9 thoughts on “What I Want to Hear from a Presidential Candidate

    • Eric, That’s what you hear in the rest of America. The part that doesn’t include the USA. Although the Canadians (they have spoken) would say it differently, especially those in Quebec.
      Would it be possible to get Bernie to endorse the NSP plan? I don’t hear any differences from him about it.
      I thought this election would be like Hoover vs. FDR. Now it’s looking more like Truman vs. Henry Wallace. I keep lowering my expectations about America but it sinks faster than my expectations. Trying to hit a moving target. I’m horribly bad at darts. Even with a stationary dart board.

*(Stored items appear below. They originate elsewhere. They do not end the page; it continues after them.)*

PR #2028, opened 2025-07-25
Enable gemma3 multimodal SFT

aireenmei:
# Description
This PR supports gemma3 SFT on chartQA dataset, the main changes in multimodal_utils are migrating functions we want to run on CPU from jnp to np. Note that the following existing limitations on the gemma3 support won't be addressed in this PR, but I worked around it and added TODO comments for the future:
* vision encoder does not support scan yet, so the scan_layers flag only applies to text model
* vision encoder is not sharded.

b/433982967

# Tests

tested gemma3-4b on v5p with scan_layer= {true, false}

# Checklist

### DIFF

  1. Thank you, Cat Davis, for laying it all out for us. I want all that you cite here – and more!
    I want a president and a Congress who are united and not beholden to and taking blood
    money from PACs and other paid special interest lobbyists. We constitute the voice of the people who elected these ‘representatives.’ They serve at OUR pleasure. We will be heard. Our words will not be stifled or misquoted or reduced by meaningless media sound bites. We need to end term limits for all government entities at the state, local, government levels. We need to have 100% publicly financed elections. We need to end our entrenched hegemony in other countries. We need to stop sending our tax dollars to countries governed by sadistic dictators.
    Most of all: we need to prevent another Bush, Clinton dynasty from occupying the White House and continuing previous and current war crimes, lying, control of our foreign policy and, closer to home, an immediate end to allowing our nation to become a police state where innocent civilians are tased, clubbed, murdered, denied any semblance of civil and human rights by hostile, racist,
    often psychotic police personnel.

  2. Lennon’s “Dreamer” comes to mind. I think the first step has to be publicly funded elections because, as it is, money is buying elections. We can have informative sessions but, if no one comes it hardly matters. It is good to know that there are others who think love has enough power to change the world. I myself have tried to be more giving for several years, but fear, as you say, doesn’t help good intentions. Thank you so much for the piece.

    • I don’t see any evidence that love trumps (bad choice of word) money and power but I will keep my senses looking for evidence that it does.

  3. Great piece, Cat!!
    Today, however, it is difficult to find bright spots and therefore hard to not feel overwhelmed. It is important to remember to put one foot in front of the other, in fact, to run and never grow weary. It will take that kind of energy and it will take great leadership to find our way out of the mess our greed has gotten us into.
    We must demand that truth be told wherever we are and to demand justice for everyone.
    Thanks Cat.

  4. Dear Cat,
    Thank you from the bottom of my heart straight to YOUR heart.
    IMO the candidate you seek is right before our eyes: Senator Bernie Sanders
    I believe he will endorse each and every one of your words.
    Why not send this prayer to his campaign?
    If you wish, I will copy and send to some folks I know who currently are on his staff.
    Marjorie Trifon
    diamondmarge7@gmail.com
    PS Please say hello to Michael for me.